* **What to produce**
Return the data exactly, but only from the line containing "Small additions to the README file." through its last line.

##########

PR #63, opened 2020-06-29
Added 'src' to PYTHONPATH.

facundobatista:


facundobatista:
The script dir is already in the PTYHONPATH! Python itself handles that (unless you run it in [isolated mode](https://docs.python.org/3/using/cmdline.html#id2)).

PR #127, opened 2019-12-02
Returns err instead of nil when os.Stat returns err

gosom:


agis:
Hello, thanks for the PR.

The fact that we don't return an error if the path doesn't exist, is on purpose, as stated in the `FileSystem` interface:

https://github.com/skroutz/mistry/blob/f48d93fb2ce30e3ab9af6989c65fa23360ff37ad/pkg/filesystem/filesystem.go#L18-L21

So for the server, a non-existent directory is effectively a no-op.

gosom:
@agis yeap didn't notice that.

PR #129, opened 2020-12-03
A couple of additions to help newcomers.

jfragoulis:
Small additions to the README file.

### DIFF
--- a/README.md
+++ b/README.md
@@ -200,6 +200,19 @@ For an example refer to the [sample config](cmd/mistryd/config.sample.json).
 Development
 ---------------------------------------------------
 
+Before anything, make sure you install the dependencies:
+```shell
+make deps
+```
+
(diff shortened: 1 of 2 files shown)


Makefile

##########

* **Answer below**
Small additions to the README file.

### DIFF
--- a/README.md
+++ b/README.md
@@ -200,6 +200,19 @@ For an example refer to the [sample config](cmd/mistryd/config.sample.json).
 Development
 ---------------------------------------------------
 
+Before anything, make sure you install the dependencies:
+```shell
+make deps
+```
+
(diff shortened: 1 of 2 files shown)


Makefile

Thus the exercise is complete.